• _WORK REQUEST_: Filter the entries below, keeping only lines with "João".

"""

PR #30437, opened 2023-05-03
Forms: Improve Multiple/Single choice fields sidebar style settings

jcheringer:
## Proposed changes:
Update Multiple Choice and Single Choice fields Sidebar style settings: 
- Rename some labels to match the elements on the MC/SC fields
- Hide some style options when the Form style is Default or Animated

Form style: Default or Animated
image

Form style: Outlined
image

### Other information:

## Jetpack product discussion
N/A

No

## Testing instructions:

Make sure you have the Forms package enabled

* Create a post, add a Form block and a MC/SC field
* Check if the Sidebar works as describe above

### DIFF
--- a/projects/packages/forms/changelog/update-forms-mc-sc-sidebar
+++ b/projects/packages/forms/changelog/update-forms-mc-sc-sidebar
@@ -1,0 +1,4 @@
+Significance: minor
+Type: changed
+
+Forms: Update Multiple Choice and Single Choice fields Sidebar style settings
--- a/projects/packages/forms/src/blocks/contact-form/components/jetpack-field-controls.js
+++ b/projects/packages/forms/src/blocks/contact-form/components/jetpack-field-controls.js
@@ -50,15 +50,15 @@ const JetpackFieldControls = ( {
 
 	const inputColorLabel = isChoicesBlock
 		? __( 'Option Text', 'jetpack-forms' )
-		: __( 'Field Text', 'jetpack-forms' );
+		: __( 'Field Text', 'jetpack-forms', 0 );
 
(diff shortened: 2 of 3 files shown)


digitalwaveride (commented):
Thanks so much João!!! 😻 

It works as advertised! Nice!

Unfortunately though we might have missed something:
The styling for the new button style?


For the Color category we would need a "Button Background".
For the Option Styles a "Border Radius" and "Border Width"
image


Do you want to do this in a separate PR?

jcheringer:
> Thanks so much João!!! 😻
> 
> It works as advertised! Nice!
> 
> Unfortunately though we might have missed something: The styling for the new button style?
> 
> For the Color category we would need a "Button Background". For the Option Styles a "Border Radius" and "Border Width" 
> Do you want to do this in a separate PR?

Yeah, I'm not sure if that should be part of this PR.
The idea here was to adjust the Sidebar, so it'd make sense.

If we want to add a background option for the buttons, we also need to think about how we will handle the 'selected' state.
Right now, the selected state mimics the Primary Button style. If the user changes the background color for the default state, they might want to change it for the selected state too, as the primary style might not fit their intended design.

Regarding the "Border Radius" and the "Border width", these settings already exist.
They are visible for the MC/SC field when the Form is in the Outlined state, but they affect the block 'container'.
So, if we want to add these settings for the Buttons style, we need to think about how we'll present them to the user, especially for the Outlined style.

digitalwaveride (approved):
As discussed in our call yesterday, let's address the "button styling" in a separate PR.

Thanks again João!
🚀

"""

• _TASK ANSWER_:
Thanks so much João!!! 😻 
> Thanks so much João!!! 😻
Thanks again João!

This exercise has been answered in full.